There API includes multiple ways of querying and they also provide a PHP class...

I don't really care for that method (though some people might), since it depends on the host site being up for it to work. That and not everyone may want the script creator to know of the sites it's being used on. (not to mention if a crap load of people use that service, it may slow down your own site when dealing with large amounts of traffic you're trying to geocode)
 
@Karl Nice to see you chiming in - someone can extend that code to language and city - ie: Spanish speakers in Atlanta Ga USA, French speakers in Montreal CA, etc. My own hacks are too lousy to post.

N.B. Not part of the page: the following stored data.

PR #1498, opened 2023-09-03
Fix Duration#normalize, shiftTo and shiftToAll

### LINKED ISSUE #1496: shiftAll() regression
**Describe the bug**
What used to be `P99Y11M3W2DT10H29M6S` in v3.3.0 is now `P99Y11M3.3481250000000005W` in v3.4.2

**To Reproduce**
```ts
const { DateTime, Duration } = require("luxon@3.4.2");

const purchaseDate = DateTime.fromObject(
  { day: 1, month: 1, year: 2020 },
  { zone: "UTC", conversionAccuracy: "longterm" }
);
const warranty = Duration.fromObject({ years: 100 }, { zone: "UTC", conversionAccuracy: "longterm" });
const now = DateTime.fromObject(
  { day: 8, month: 1, year: 2020 },
  { zone: "UTC", conversionAccuracy: "longterm" }
);
const age = now.diff(purchaseDate).shiftToAll();
const warrantyLeft = warranty.minus(age).shiftToAll();

console.log({
  warrantyLeft: warrantyLeft.toString(),
});
```
You can run it on https://npm.runkit.com/luxon and see the unexpected `{warrantyLeft: "P99Y11M3.3481250000000005W"}` in the output.

```ts
const { DateTime, Duration } = require("luxon@3.3.0");

const purchaseDate = DateTime.fromObject(
  { day: 1, month: 1, year: 2020 },
  { zone: "UTC", conversionAccuracy: "longterm" }
);
const warranty = Duration.fromObject({ years: 100 }, { zone: "UTC", conversionAccuracy: "longterm" });
const now = DateTime.fromObject(
  { day: 8, month: 1, year: 2020 },
  { zone: "UTC", conversionAccuracy: "longterm" }
);
const age = now.diff(purchaseDate).shiftToAll();
const warrantyLeft = warranty.minus(age).shiftToAll();

console.log({
  warrantyLeft: warrantyLeft.toString(),
});
```
You can run it on https://npm.runkit.com/luxon and see the expected `{warrantyLeft: "P99Y11M3W2DT10H29M6S"}` in the output.

- OS: WSL2 in Windows
- Browser N/A
- Luxon version 3.4.2
- Your timezone Australia/Sydney

**Additional context**
Might be loosely related to https://github.com/moment/luxon/issues/1482 ?

diesieben07:
This fixes #1496 by introducing an additional conversion step in `Duration#normalize` / `normalizeValues`.
This step converts any fractions in larger units into lower units, if possible. 
For example: `{ years: 2.5, days: 0, hours: 0 }` becomes `{ years: 2, days: 182, hours: 12 }` (assuming casual conversions).

This also affects `shiftTo` and `shiftToAll`. I have added tests for all three methods to test this behavior.

Note: This alters the behavior of `normalize`, because previously `normalize` would not do this. `{years: 2.5, days: 0}` would stay as-is. I would argue that that is a bug however, which is fixed by this pull request. `shiftTo` (and by extension `shiftToAll`) _did_ do this, prior to calling `normalize`, however I would argue that this is something that should be handled by `normalize`.

### DIFF
--- a/src/duration.js
+++ b/src/duration.js
@@ -734,7 +734,7 @@ export default class Duration {
    * @example Duration.fromObject({ years: 2, days: 5000 }).normalize().toObject() //=> { years: 15, days: 255 }
    * @example Duration.fromObject({ days: 5000 }).normalize().toObject() //=> { days: 5000 }
    * @example Duration.fromObject({ hours: 12, minutes: -45 }).normalize().toObject() //=> { hours: 11, minutes: 15 }
-   * @example Duration.fromObject({ years: 2.5, days: 0 })
+   * @example Duration.fromObject({ years: 2.5, days: 0, hours: 0 }).normalize().toObject() //=> { years: 2, days: 182, hours: 12 }
    * @return {Duration}
    */
   normalize() {
--- a/src/duration.js
+++ b/src/duration.js
@@ -141,49 +141,51 @@ function normalizeValues(matrix, vals) {
   // the logic below assumes the overall value of the duration is positive
   // if this is not the case, factor is used to make it so
   const factor = durationToMillis(matrix, vals) < 0 ? -1 : 1;
-  const presentUnits = reverseUnits.filter((u) => !isUndefined(vals[u]));
 
-  presentUnits.reduce((previous, current, currentIndex) => {
-    if (previous) {
-      const previousVal = vals[previous] * factor;
-      const conv = matrix[current][previous];
+  orderedUnits.reduceRight((previous, current) => {
+    if (!isUndefined(vals[current])) {
+      if (previous) {
+        const previousVal = vals[previous] * factor;
+        const conv = matrix[current][previous];
 
-      // if (previousVal < 0):
-      // lower order unit is negative (e.g. { years: 2, days: -2 })
-      // normalize this by reducing the higher order unit by the appropriate amount
-      // and increasing the lower order unit
-      // this can never make the higher order unit negative, because this function only operates
-      // on positive durations, so the amount of time represented by the lower order unit cannot
-      // be larger than the higher order unit
-      // else:
-      // lower order unit is positive (e.g. { years: 2, days: 450 } or { years: -2, days: 450 })
-      // in this case we attempt to convert as much as possible from the lower order unit into
-      // the higher order one
-      //
-      // Math.floor takes care of both of these cases, rounding away from 0
-      // if previousVal < 0 it makes the absolute value larger
-      // if previousVal >= it makes the absolute value smaller
-      const rollUp = Math.floor(previousVal / conv);
-      vals[current] += rollUp * factor;
-      vals[previous] -= rollUp * conv * factor;
-      // try to convert any decimals into units smaller than "previous"
-      // this happens especially with conversionAccuracy: longterm
-      // for example for { years: 2, days: 450, seconds: 0 } we get { years: 3, days: 84.7575, seconds: 0 } at first
-      // we want to convert the fractional days into the lower order unit seconds
-      for (let i = currentIndex - 2; i >= 0; i--) {
-        let fraction = vals[previous] % 1;
-        if (fraction === 0) break;
-        const lowerOrderUnit = presentUnits[i];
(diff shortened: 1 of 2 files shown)


icambron:
Moving fractional parts of bigger units into smaller units is totally something normalize() should do

jayaddison:
A couple of questions about this:

* If the fraction of the larger unit would result in a fractional (non-decimal) number of the smaller units, will the smaller unit still be adjusted?
* Could this make `normalize` non-idempotent?  (as in, `normalize(normalize(n)) != normalize(n)`)
* Maybe a question about `normalize` more generally (I don't see it in the documentation currently) - is there a way to configure the conversion matrices used during normalization?  Years and months in particular seem like they can be ambiguous in duration.

diesieben07:
@jayaddison 
> If the fraction of the larger unit would result in a fractional (non-decimal) number of the smaller units, will the smaller unit still be adjusted?

Yes, fractions will be moved down as much as possible. Or, worded differently, only the smallest unit should have fractions after normalization.

> Could this make normalize non-idempotent? (as in, normalize(normalize(n)) != normalize(n))

Not as far as I can tell, because the 2nd call would not find any fractions to move to smaller units. Do you have a situation in mind where this could happen?

> Maybe a question about normalize more generally (I don't see it in the documentation currently) - is there a way to configure the conversion matrices used during normalization? Years and months in particular seem like they can be ambiguous in duration.

The matrix can be configured on the Duration itself and is used for more than just normalization. You can find out more in [the documentation](https://moment.github.io/luxon/#/math?id=casual-vs-longterm-conversion-accuracy).

jayaddison:
Thanks very much @diesieben07 - that's reassuring, and resolves all my questions.  Also my apologies - I didn't find that section of the documentation.  It's an enjoyable read!

The concern I had about a non-idempotent case was not a realistic one as long as the normalization is a strictly a single-pass greatest-to-smallest: I had wondered about, for example, fractional years being shifted down to `days`, but that resulting in a value that is above a `month`-or-`week` threshold, and therefore a subsequent call translating those `days` 'up' into a larger unit.  It sounds like that cannot happen.

jayaddison:
Hold on, maybe my concern returns due to this in the API docs:

> excessive values for lower-order units are converted to higher-order units (if possible, see first and second example)

As usual I should read and test more before commenting.  I will take more time to look into this soon.

So conversion 'up' could occur?

diesieben07:
Yes, conversion up will occur, but only for parts of lower order units that wholly fit into higher order units. 
For example `{ years: 0, months: 13 }` will become `{ years: 1, months: 1 }`.

This cannot be in conflict with the first part, because we only convert fractional parts of the higher order units downwards. This means that those parts will never be considered for upward conversion, because they would not fit into an integer part of the higher unit.

Example:
In `{years: 0.5, months: 0}` we convert the 0.5 years into 6 months. Those 6 months will never be considered for upwards conversion, because they would not turn into a whole year.

jayaddison:
@diesieben07 Ok; experimenting with this has reassured me but I did find one more caveat:

* The good: I now understand that both 'upwards' and 'downwards' normalization do not intoduce any new unit fields into an existing `Duration` object.  So even if a duration has `years: 1, days: 7`, no `weeks` units would be introduced.  That's a helpful constraint in this context that makes reasoning about this change easier.

* The caveat: if the 'downwards' normalization of a fractional value into the following unit causes the smaller unit to rollover the threshold at which it becomes greater-than-one of the larger unit, then normalization (in terms of the `.values`) is non-idempotent.  It's probably easier to explain with an example:

```
> Duration = require('luxon').Duration;
> Duration.fromISO('P2.5Y11M').normalize().values
{ years: 2, months: 17 }
> Duration.fromISO('P2.5Y11M').normalize().normalize().values
{ years: 3, months: 5 }
> Duration.fromISO('P2.5Y11M').normalize().equals(Duration.fromISO('P2.5Y11M').normalize())
true
> Duration.fromISO('P2.5Y11M').normalize().equals(Duration.fromISO('P2.5Y11M').normalize().normalize())
false
```

I understand that the `equals` check requires the same units _and_ values -- it's not a duration-equivalence check -- even so that could be confusing in some situations.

That'd take a few more lines. Most people just want to know the Country (otherwise they already got a pretty good system for anything more detailed). Also far as language, usually the browser can pass that info to the server so you don't always need geocoding for that. Course I guess when it comes to spiders from the around the world you may wish to present them with content relevant to the region.
 
This thread is an awesome idea.

This is a function to snag a youtube video based on keywords you send as a parameter:

PHP:
<?php

class youtube{
    
    function get_youtubevideo($theproduct){                
        ///do youtube stuff    
        $theproductencoded=urlencode($theproduct);        
        $apicall = "http://gdata.youtube.com/feeds/videos?vq=$theproductencoded&max-results=1";        
        //Initialize the Curl session
        $ch = curl_init();        
        //Set curl to return the data instead of printing it to the browser.
        curl_setopt($ch, CURLOPT_RETURNTRANSFER, 1);        
        //Set the URL
        curl_setopt($ch, CURLOPT_URL, $apicall);        
        //Execute the fetch
        $data = curl_exec($ch);        
        //Close the connection
        curl_close($ch);                            
        $xml = new SimpleXMLElement($data);                    
        // Check to see if the XML response was loaded, else print an error
        $contentcenter.="<div class=\"leftside\">";        
        //show the video if a video was found        
        if (!empty($xml->entry)) {            
        $media = $xml->entry->children('http://search.yahoo.com/mrss/');        
        $vidtitle= $media->group->title;        
        $vid= $media->group->content->attributes()->url;            
        $contentcenter.="<h1>Video for " . str_replace("-"," ",ucwords($theproduct)). "</h1>";                    
        $results = '';        
        // If the XML response was loaded, parse it and build links         
        $vid = str_replace("?v=", "v/", $vid);         
        // For each SearchResultItem node, build a link and append it to $results        
        $contentcenter.= "<object width=\"425\" height=\"355\">
        <param name=\"movie\" value=\"$vid\"></param>
        <param name=\"wmode\" value=\"transparent\"></param>
        <embed src=\"$vid\" type=\"application/x-shockwave-flash\" wmode=\"transparent\" width=\"425\" height=\"355\"></embed>
        </object>";        
        }
        
        // If there was no XML response, print an error        
        else {            
            //$results = "Dang! Must not have got the XML response!";
            $contentcenter .= "<h2>Error: No video found</h2>";                    
        }
        $contentcenter.="</div>";        
        return $contentcenter;        
    }    
}
Usage:

PHP:
<?php
$theproduct = "Ford Mustang";

$videoshow = new youtube();

echo $videoshow->get_youtubevideo($theproduct);

?>

Enjoy![/quote]

thank you ;)

I have added it to a site of mine
 
I'm feeling generous so let's do a little competition.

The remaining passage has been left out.